Task: Every line of the records that holds the word "just" should be copied.
########################################
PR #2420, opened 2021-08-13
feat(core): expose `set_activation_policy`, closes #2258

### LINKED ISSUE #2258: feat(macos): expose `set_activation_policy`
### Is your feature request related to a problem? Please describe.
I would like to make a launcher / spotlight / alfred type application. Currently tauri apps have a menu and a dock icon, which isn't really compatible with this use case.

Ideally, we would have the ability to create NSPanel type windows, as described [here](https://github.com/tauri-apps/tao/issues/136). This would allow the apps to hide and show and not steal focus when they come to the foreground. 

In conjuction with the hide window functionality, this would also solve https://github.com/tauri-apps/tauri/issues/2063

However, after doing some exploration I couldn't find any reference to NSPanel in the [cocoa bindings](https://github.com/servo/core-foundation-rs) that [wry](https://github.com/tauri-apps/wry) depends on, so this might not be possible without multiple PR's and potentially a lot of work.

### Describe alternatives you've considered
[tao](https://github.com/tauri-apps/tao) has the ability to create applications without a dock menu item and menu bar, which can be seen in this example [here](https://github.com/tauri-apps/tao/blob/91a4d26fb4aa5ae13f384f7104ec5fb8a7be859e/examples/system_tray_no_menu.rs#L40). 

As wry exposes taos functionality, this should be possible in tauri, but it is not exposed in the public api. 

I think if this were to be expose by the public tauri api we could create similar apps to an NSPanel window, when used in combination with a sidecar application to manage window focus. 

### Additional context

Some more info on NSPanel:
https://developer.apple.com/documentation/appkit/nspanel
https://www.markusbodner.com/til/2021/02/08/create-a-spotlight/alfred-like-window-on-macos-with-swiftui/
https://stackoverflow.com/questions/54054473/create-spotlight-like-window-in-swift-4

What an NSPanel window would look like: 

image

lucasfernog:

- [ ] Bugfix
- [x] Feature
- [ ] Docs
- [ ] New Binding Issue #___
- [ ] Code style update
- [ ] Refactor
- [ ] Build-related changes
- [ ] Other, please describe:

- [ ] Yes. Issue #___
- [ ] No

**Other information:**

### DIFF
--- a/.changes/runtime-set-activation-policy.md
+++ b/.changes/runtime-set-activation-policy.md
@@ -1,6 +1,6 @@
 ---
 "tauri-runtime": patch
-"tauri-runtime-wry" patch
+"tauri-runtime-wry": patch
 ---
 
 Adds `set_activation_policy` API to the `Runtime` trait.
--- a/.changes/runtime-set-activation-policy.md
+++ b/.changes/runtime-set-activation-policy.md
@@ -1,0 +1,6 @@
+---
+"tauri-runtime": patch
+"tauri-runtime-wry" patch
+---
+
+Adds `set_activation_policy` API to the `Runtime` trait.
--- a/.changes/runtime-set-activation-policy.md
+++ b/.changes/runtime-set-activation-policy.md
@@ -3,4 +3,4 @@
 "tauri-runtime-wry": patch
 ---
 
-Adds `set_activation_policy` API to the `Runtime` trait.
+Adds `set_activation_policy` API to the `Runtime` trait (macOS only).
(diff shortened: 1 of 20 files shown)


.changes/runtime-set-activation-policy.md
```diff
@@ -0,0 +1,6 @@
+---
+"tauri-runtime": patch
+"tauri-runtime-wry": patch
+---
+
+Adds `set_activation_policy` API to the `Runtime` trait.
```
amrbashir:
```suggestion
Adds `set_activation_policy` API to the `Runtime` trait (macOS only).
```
########################################
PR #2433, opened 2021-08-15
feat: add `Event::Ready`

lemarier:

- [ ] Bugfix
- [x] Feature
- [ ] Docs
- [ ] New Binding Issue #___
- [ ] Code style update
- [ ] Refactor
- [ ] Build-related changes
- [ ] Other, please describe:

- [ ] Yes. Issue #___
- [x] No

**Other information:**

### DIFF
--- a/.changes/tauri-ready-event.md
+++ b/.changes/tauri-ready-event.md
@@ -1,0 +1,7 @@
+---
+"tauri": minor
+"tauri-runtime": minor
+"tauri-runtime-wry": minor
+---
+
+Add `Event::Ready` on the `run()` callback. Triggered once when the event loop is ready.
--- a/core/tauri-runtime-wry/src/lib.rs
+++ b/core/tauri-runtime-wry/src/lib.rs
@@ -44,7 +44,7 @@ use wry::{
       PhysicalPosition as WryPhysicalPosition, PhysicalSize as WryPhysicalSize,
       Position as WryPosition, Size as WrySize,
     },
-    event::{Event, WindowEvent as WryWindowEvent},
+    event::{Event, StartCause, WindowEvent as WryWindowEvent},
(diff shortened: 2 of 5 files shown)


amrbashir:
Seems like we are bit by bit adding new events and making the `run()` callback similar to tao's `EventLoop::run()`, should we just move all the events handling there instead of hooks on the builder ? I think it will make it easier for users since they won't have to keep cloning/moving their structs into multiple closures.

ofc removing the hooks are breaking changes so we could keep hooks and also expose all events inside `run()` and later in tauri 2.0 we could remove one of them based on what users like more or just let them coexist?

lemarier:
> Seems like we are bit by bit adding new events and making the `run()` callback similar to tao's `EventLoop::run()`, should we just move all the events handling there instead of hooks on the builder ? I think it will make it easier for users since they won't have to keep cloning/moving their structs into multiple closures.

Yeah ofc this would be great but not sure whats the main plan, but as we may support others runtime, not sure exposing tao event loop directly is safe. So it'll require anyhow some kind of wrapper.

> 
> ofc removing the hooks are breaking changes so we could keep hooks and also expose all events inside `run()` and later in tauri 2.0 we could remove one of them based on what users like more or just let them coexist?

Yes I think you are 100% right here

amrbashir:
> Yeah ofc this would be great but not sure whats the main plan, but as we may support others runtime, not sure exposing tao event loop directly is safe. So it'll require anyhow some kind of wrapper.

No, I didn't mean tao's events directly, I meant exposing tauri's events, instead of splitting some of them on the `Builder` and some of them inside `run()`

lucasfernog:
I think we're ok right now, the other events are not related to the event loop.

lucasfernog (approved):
########################################
Final answer:
Seems like we are bit by bit adding new events and making the `run()` callback similar to tao's `EventLoop::run()`, should we just move all the events handling there instead of hooks on the builder ? I think it will make it easier for users since they won't have to keep cloning/moving their structs into multiple closures.
ofc removing the hooks are breaking changes so we could keep hooks and also expose all events inside `run()` and later in tauri 2.0 we could remove one of them based on what users like more or just let them coexist?
> Seems like we are bit by bit adding new events and making the `run()` callback similar to tao's `EventLoop::run()`, should we just move all the events handling there instead of hooks on the builder ? I think it will make it easier for users since they won't have to keep cloning/moving their structs into multiple closures.
> ofc removing the hooks are breaking changes so we could keep hooks and also expose all events inside `run()` and later in tauri 2.0 we could remove one of them based on what users like more or just let them coexist?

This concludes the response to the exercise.